Washington (AFP) – The top U.S. health official will issue a trenchant defence of “Obamacare” on Wednesday, defying critics who have savaged the White House over how the reforms were leaving some Americans uninsured.
Under-fire Health Secretary Kathleen Sebelius will be the most senior Obama administration official to date to appear before Congress to discuss the troubled launch of HealthCare.gov.
And while she will acknowledge the various mis-steps in the website and the frustration it has caused Americans, Sebelius will drive home a message opposed by critics: President Barack Obama’s signature domestic achievement nicknamed Obamacare is working.
“The fact is that the Affordable Care Act delivered on its product: quality, affordable health insurance,” she will tell a House panel according to her testimony released Tuesday.
She also will stress that “tremendous interest” in the website is proof that Americans “want to buy this product.

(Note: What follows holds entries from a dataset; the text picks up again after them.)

PR #2162, opened 2021-06-29
Allow using the dependent validation rules in import.

pavel-mironchik:
This PR provides the ability to use dependent validation rules such as: `after`, `after_or_equal`, `before`, `before_or_equal`, `different`, `exclude_if`, `exclude_unless`, `gt`, `gte`, `in_array`, `lt`, `lte`, `prohibited_if`, `prohibited_unless`, `required_if`, `required_unless`, `required_with`, `required_with_all`, `required_without`, `required_without_all`, `same`.

You just return the import rules like this: `return $this->replaceForBatchRules($rules);`

@cuneytsenturk I've manually checked importing of the sample invoices file and have run a PHPUnit test - both passed fine.

@denisdulici would you please test this too?


cuneytsenturk:
@pavel-mironchik Thank you

PR #2181, opened 2021-07-07
Allow modules to prevent contacts deleting #nka5y8

pavel-mironchik:
This PR allows modules to provide their custom relationships to the `Contact`, thus preventing deleting a contact if there are relationships. Without this, the Core only checks for embedded relationships.

An example from the `Employee` module: https://github.com/akaunting/module-employees/blob/wip/Listeners/PreventContactDeleting.php

### DIFF
--- a/app/Events/Common/ContactGettingRelationships.php
+++ b/app/Events/Common/ContactGettingRelationships.php
@@ -6,10 +6,10 @@ use App\Abstracts\Event;
 
 class ContactGettingRelationships extends Event
 {
-    public $rel;
+    public $contact;
 
-    public function __construct($rel)
+    public function __construct($contact)
     {
-        $this->rel = $rel;
+        $this->contact = $contact;
     }
 }
--- a/app/Events/Common/ContactGettingRelationships.php
+++ b/app/Events/Common/ContactGettingRelationships.php
@@ -1,0 +1,15 @@
+<?php
+
+namespace App\Events\Common;
+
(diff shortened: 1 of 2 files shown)


denisdulici:
Task linked: [CU-nka5y8 Trying to get property 'name' of non-object](https://app.clickup.com/t/nka5y8)

app/Events/Common/ContactGettingRelationships.php
```diff
@@ -0,0 +1,15 @@
+<?php
+
+namespace App\Events\Common;
+
+use App\Abstracts\Event;
+
+class ContactGettingRelationships extends Event
+{
+    public $rel;
```
cuneytsenturk, line 9: In order to be more understandable, can you change this variable name to `$contact`?

pavel-mironchik: I agree with you that the variable's name will benefit from renaming, but won't the `$contact` be more confusing for the modules' authors cause it's actually not a contact entity and has no its attributes, etc.?

denisdulici: Agree with both 😃 Therefore, I've sent a more generic solution.

pavel-mironchik: Thanks, @denisdulici 
Honestly, I hoped that my PR will inspire the Core's devs to implement a unified solution, as you provided.

PR #2190, opened 2021-07-14
fix: Update module edit form to allow number input

phpsa:
This adds the ability to use a number input on module settings page.


cuneytsenturk:
Thanks, you effor

PR #2200, opened 2021-07-27
Fetch items only after default character limit is reached

bengu-thon-mai-mochi:
Dropdown for list of items does ajax call to search for items only after default character limit is reached.

I have provided the default to 3 at the moment and will integrate with back-end data once the data is available. 

For example, if the user is searching for 'notebook', it will only do ajax call after 'not' is written by the user.  

Screen Shot 2021-07-27 at 09 28 08


cuneytsenturk:
Thank you for your all effor @bengu-thon-mai-mochi

PR #2223, opened 2021-08-11
Adding discount as an amount

burakcakirel:


cuneytsenturk:
@burakcakirel Thanks for all your effort.

PR #2249, opened 2021-09-11
Get source from the request if the document's item has not item_id

burakcakirel:


denisdulici:
Can you plz delete lines 200-201?

PR #2253, opened 2021-09-16
Create SECURITY.md for security researchers.

zidingz:


denisdulici:
Thanks but not interested in it. Please, don't insist.

amammad:
Hello my dear denisdulici
I don't want to insist, as a security researcher I just want to say that the SECURITY.md or same Security policy is a standard procedure that can give every good repository like akaunting more good reputation and Also there is no need to always change it you can just say 'we accept security vulnerabilities for last stable version and this is our confidential email for contacting'

Best regards.

PR #2277, opened 2021-10-06
Show category name instead of id in remote select

bengu-thon-mai-mochi:


cuneytsenturk:
This issue already fixed so then ı am closing it.

PR #2313, opened 2021-11-17
Missing country, city, etc columns for import files.

CihanSenturk:


denisdulici:
Task linked: [CU-1t1uf4t Contact_Country column is missing in sample import files](https://app.clickup.com/t/1t1uf4t)

PR #2337, opened 2021-12-11
Fix timeout

shandak:
When your table `document_items` has around 65k records and you try to filter invoices in view '.../sales/invoices' then the server returns a timeout error, because it selects all unnecessary dependencies for the current request.

### DIFF
--- a/app/Http/Controllers/Sales/Customers.php
+++ b/app/Http/Controllers/Sales/Customers.php
@@ -26,7 +26,7 @@ class Customers extends Controller
      */
     public function index()
     {
-        $customers = Contact::with('invoices.transactions')->customer()->collect();
+        $customers = Contact::query()->customer()->collect();
 
         return $this->response('sales.customers.index', compact('customers'));
     }


denisdulici:
Thanks for your contribution, but that's required to calculate the `Unpaid` value. It's paginated, so it won't load all records.

shandak:
Well, I did not say that it was not paginated. I have just around 10 customers which have related around 65k records in `document_items` so there is nothing to paginate. Why it should calculate Unpaid if there is only a selected list of customers for filter purposes in view '.../sales/invoices'? This query is enormously expensive and I suppose there can be found a different way to calculate `Unpaid` if you need it.

denisdulici:
Well, you didn't say that those 65K records were related to 10 customers, so yes, the records are paginated. Feel free to send a PR for a different way to calculate the `Unpaid` value.

shandak:
I don't really get when you say "calculate the Unpaid value". Give me please more details about where it's used and which conditions must be in the query.

PR #2338, opened 2021-12-14
fix console error in not found locale

ali00h:
If we select a locale which does not exist in flatpickr locales, an error is displayed in the user browser.
I added a try,catch block to fix this error.


cuneytsenturk:
Thanks for your feedbacks.

PR #2339, opened 2021-12-14
json_encode thousands seperator so js won't break

josias-r:
Before:
generates invalid JS like this:
```
const moneySettings = {
   decimal: '.',
   thousands: ''', // THIS IS INVALID
   symbol: 'CHF',
   isPrefix: '1',
   precision: '2',
};
```
Causes the "Umlaufvermögen" Chart to break in the FrontEnd on the Dashboard. (Shows infinite loading screen)

You probably also want to json_encode all the other possible settings, (or some other processing of the variable) that are patching together the JS. The `thousands` is just really susceptible to this bug because `'` is a common thousands seperator.

After:

Screenshot 2021-12-14 at 16 14 36

### DIFF
--- a/app/Traits/Charts.php
+++ b/app/Traits/Charts.php
@@ -145,7 +145,7 @@ trait Charts
                     'label' => new Raw("function(tooltipItem, data) {
                         const moneySettings = {
                             decimal: '" . config('money.' . setting('default.currency') . '.decimal_mark') . "',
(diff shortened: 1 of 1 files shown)


josias-r:
@sevannerse Will this PR get noticed, or do I have to open an issue for it? :D

cuneytsenturk:
I've solved this commit
https://github.com/akaunting/akaunting/commit/da5f1988c2d01bee4bb9138a3c996ee197a1ce44

PR #2353, opened 2021-12-30
Time out fix

shandak:
When your table document_items has around 65k records and you try to filter invoices in view '.../sales/invoices' then the server returns a timeout error, because it selects all unnecessary dependencies for the current request.
The previous solution  https://github.com/akaunting/akaunting/pull/2337 was declined

### DIFF
--- a/app/Http/Controllers/Sales/Customers.php
+++ b/app/Http/Controllers/Sales/Customers.php
@@ -26,7 +26,7 @@ class Customers extends Controller
      */
     public function index()
     {
-        $customers = Contact::with('invoices.transactions')->customer()->collect();
+        $customers = Contact::query()->customer()->collect();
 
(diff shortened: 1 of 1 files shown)


pavel-mironchik:
Doesn't the `Contact::has('invoices.transactions')` retrieve only those customers that have paid their invoices fully or partially? So you won't see in the Customers list the customers that don't have invoices or didn't pay their invoices yet. Or did I miss something?

shandak:
It looks like, yes. As I could understand there https://github.com/akaunting/akaunting/pull/2337 is a requirement. IMO it's not really useful because we already have a filter by status. And, well, at least my fix does not change logic but improves.

denisdulici:
Closing for the same reason.

PR #2360, opened 2022-01-21
Allow using custom labels for a radio button

pavel-mironchik:
For now, the "radio" component shows only the default "yes/no" variants regardless of passed attributes:

2022-01-21 15-39-11 Edit Currency - Modules Testing - Google Chrome

https://github.com/akaunting/akaunting/blob/master/resources/views/partials/form/radio_group.blade.php#L18
https://github.com/akaunting/akaunting/blob/master/resources/views/partials/form/radio_group.blade.php#L30

This PR changes the component's behavior so it will use the provided strings for labels, but will back to defaults if there are no custom labels. Thus, it won't break any existing code in the Core and modules.


cuneytsenturk:
Thanks @pavel-mironchik

PR #2364, opened 2022-01-25
Add Support icon to Mobile version

leonardofilhogm:


denisdulici:
Fixed in Akaunting 3.0

PR #2373, opened 2022-03-09
Fix to show persisted select option in app settings

dadeke:
Fix to show persisted select option in app settings.

Example:

PayFlexi - [https://akaunting.com/apps/payflexi](https://akaunting.com/apps/payflexi)

screenshot_settings


dadeke:
Closed for reorganization. 🙂

PR #2380, opened 2022-03-28
Extra documents created on recurring

neslonso:
[-] The two calls to recur with different dates cause skipThisClone to be called each time, which will return false in one of them (unless there are both clones, one for each date, which doesn't make much sense). This creates extra clones. Now all the schedules are traversed and recur is called for those that do not already have a clone on one of the two dates.


denisdulici:
Fixed in Akaunting 3.0

PR #2396, opened 2022-05-10
Fix issue in translation `ar-SA`

michaelnabil230:
- Fix the translation and `HTML` tag

### DIFF
--- a/resources/lang/ar-SA/settings.php
+++ b/resources/lang/ar-SA/settings.php
@@ -111,7 +111,7 @@ return [
         'templates' => [
             'subject'                   => 'الموضوع',
             'body'                      => 'الجسم',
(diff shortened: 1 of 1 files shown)


denisdulici:
You can use Crowdin for translations https://crowdin.com/project/akaunting

michaelnabil230:
Hi @denisdulici 
This is a problem in the translation, it is not a simple thing missing in the translation, it will disable something else in the html tags when the render in browser and also there will be a problem with the directions when you add the rtl style

michaelnabil230:
Also, if you open the code, you will see that there is a wrongly closed html tag

michaelnabil230:
@denisdulici 
Please pay attention

PR #2397, opened 2022-05-12
Update to RTL support, based on PR 2212

arnonm:
This improves on the RTL support PR. It includes the changes to _rtl.scss and adds helpers to determine rtl languages.
These helper functions should probably be moved to akaunting/laravel-language but that would require another PR


denisdulici:
Available in Akaunting 3.0

PR #2410, opened 2022-06-02
Updated sl-SI language to match folder

Markoftw:
Updated the sl-SI language in the config to match the folder.
Closed <strong> HTML tag.


denisdulici:
Thanks @Markoftw

PR #2424, opened 2022-06-06
Fix 500 error in Sales/Customers view mode

burakcakirel:
#30xc7aw


denisdulici:
Task linked: [CU-30xc7aw App is causing 500 error in Sales/Customers view mode](https://app.clickup.com/t/30xc7aw)

PR #2482, opened 2022-06-25
Replace function `getTimezones` in to collect

michaelnabil230:


EnesSacid-Buker:
Thanks @michaelnabil230 for contributing

PR #2527, opened 2022-07-13
Added missing @endif

StefanArts:
Adding the missing @endif stops 500 Error when visiting App Info


cuneytsenturk:
This PR broken control so then ı can not merge it. Thanks your effort

PR #2540, opened 2022-07-19
Create new if import has no currency code

CihanSenturk:


denisdulici:
Task linked: [CU-37h9uwk Import currency_code fields must be firstOrCreate](https://app.clickup.com/t/37h9uwk)

PR #76, opened 2022-12-14
Allow viewing/editing xml of bpmn and dmn files

jbirddog:
For line 10 in the december spreadsheet - adds support for editing the xml of bpmn and dmn files. Not sure how far we want to take this one - right now you can only view the xml of a file that has been saved. Any changes to the xml need to be saved before switching between editing modes. The work to prompt on save should make this more obvious.


burnettk (approved):
I wonder if "Edit XML" and "Edit Diagram" would be better for the button labels? I think it's fine the way it is. I'm not sure what the primary use case is, editing or viewing. Probably viewing.

jasquat (approved):

PR #77, opened 2022-12-14
Fix endpoints for script task unit tests

jbirddog:
Ran into this when working with @danfunk - this updates the endpoints for the script task unit tests to use `modified_process_model_identifier`.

“We know the initial consumer experience at HealthCare.gov has not been adequate. We will address these initial and any ongoing problems, and build a website that fully delivers on this promise of the Affordable Care Act.”
But amid those assurances, Sebelius also will deflect blame for the site to contractors, saying “unfortunately, a subset of those contracts for HealthCare.gov have not met expectations.”
As Sebelius’s testimony was released, a top lieutenant Marilyn Tavenner was apologizing for the website’s depressing debut, while insisting the online program is fixable.
Tavenner took heat at a hearing on problems with the October 1 rollout of the website through which millions of Americans are expected to sign up for health insurance.
“I want to apologize to you that the website has not worked as well as it should,” Tavenner, administrator for the Centers for Medicare and Medicaid Services (CMS) in the Department of Health and Human Services, told lawmakers at a House Ways and Means Committee hearing.
“The bottom line is, this healthcare website is fixable,” and CMS staff and contractors “are working around the clock” to improve the service.
But she dodged pointed questions about just how many people have enrolled in the system.